Ketua Paguyuban Pasar Joko Tole, Agus Hariyono, menyesalkan kurangnya perhatian pemerintah terhadap nasib pedagang yang terdampak relokasi.
“Miris, Mas. Banyak pedagang yang tutup sejak pindah ke sini. Pemkab dulu bilang akan mewajibkan belanja di sini tiap tanggal cantik, tapi itu hanya sekali dilakukan. Sekarang, bupati dan wakil bupati pun sudah tidak pernah mengunjungi pasar ini,” ujarnya, Rabu (26/03/25).
Pedagang seperti Bu Sri, yang menjual kebutuhan pokok, bahkan tidak mendapat satu pun pembeli dalam sehari.
“Untung masih ada kiriman uang dari anak. Kalau sayur tidak laku, terpaksa dibagikan ke orang lain,” ucapnya dengan mata berkaca-kaca.
Sementara itu, Bu Misna, pedagang udang, hanya memperoleh Rp25.000 dari pagi hingga sore. Bu Ani, yang dulu bisa menjual 50 kg pindang per hari, kini butuh dua hari hanya untuk menjual 20 kg.
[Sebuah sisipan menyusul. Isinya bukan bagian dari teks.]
PR #411, opened 2026-04-07
feat: add density map support to Xenium Explorer transcript writer

jackytamkc:
## Summary

While making paper figures I noticed that the density map toggle in Xenium Explorer v4.0+ no longer works with SOPA-converted data, though it worked in Explorer <4.0. Investigation revealed that `write_transcripts()` in `sopa/io/explorer/points.py` only writes the `grids/` group, but native Xenium `transcripts.zarr.zip` files include additional arrays that Explorer v4+ requires for the density map.

### What's missing vs native Xenium format

| Group | Purpose |
|---|---|
| `density/gene/` | Pre-computed transcript density as CSR sparse matrix (10µm bins) |
| `density/codeword/` | Per-codeword density (same CSR format) |
| `gene_category` | Boolean matrix (n_genes × 9) classifying genes as gene/neg_control/blank/etc |
| `codeword_category` | Boolean matrix (n_codewords × 9) for codewords |
| `metrics_density` | Float32 3D array (y_bins × x_bins × 4) of QC density metrics (20µm bins) |

### Changes

- **`sopa/io/explorer/points.py`**: Added `_write_density()` and `_classify_gene_names()` helper functions. `_write_density()` is called at the end of `write_transcripts()` to write all missing arrays into the zarr group.
- **`sopa/io/explorer/_constants.py`**: Added `DENSITY_GRID_SIZE` (10µm) and `METRICS_DENSITY_SPACING` (20µm) constants.

No version bump, no new dependencies (uses `scipy.sparse` which is already a SOPA dependency), no changes to `converter.py` or any other file.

Yang lebih terdampak adalah Bu Lis, pemilik usaha selep kelapa sekaligus perawat anak yatim piatu.
“Kadang sehari tidak ada pembeli sama sekali. Hutang di bank harian makin menumpuk, sedangkan hasil jualan kadang cuma Rp5.000 sehari,” tuturnya sedih.
Di sisi lain, pembangunan Pasar Induk Banyuwangi oleh PT. Lince Romauli Raya baru mencapai 30% progres. Dengan kondisi ini, target selesai Oktober 2025 dinilai sulit tercapai.
Ahli bangunan Andi Purnama, S.T., menyebut proyek ini tidak menunjukkan kemajuan signifikan.
“Banyak bahan bangunan berserakan dan pekerja tidak dilengkapi APD. Jika ini terus berlanjut, proyek pasti molor,” ungkapnya.
Dengan kondisi pasar yang sepi dan pembangunan yang belum jelas kapan rampung, para pedagang berharap ada perhatian lebih dari pemerintah agar mereka bisa bertahan hingga Pasar Induk Banyuwangi kembali beroperasi.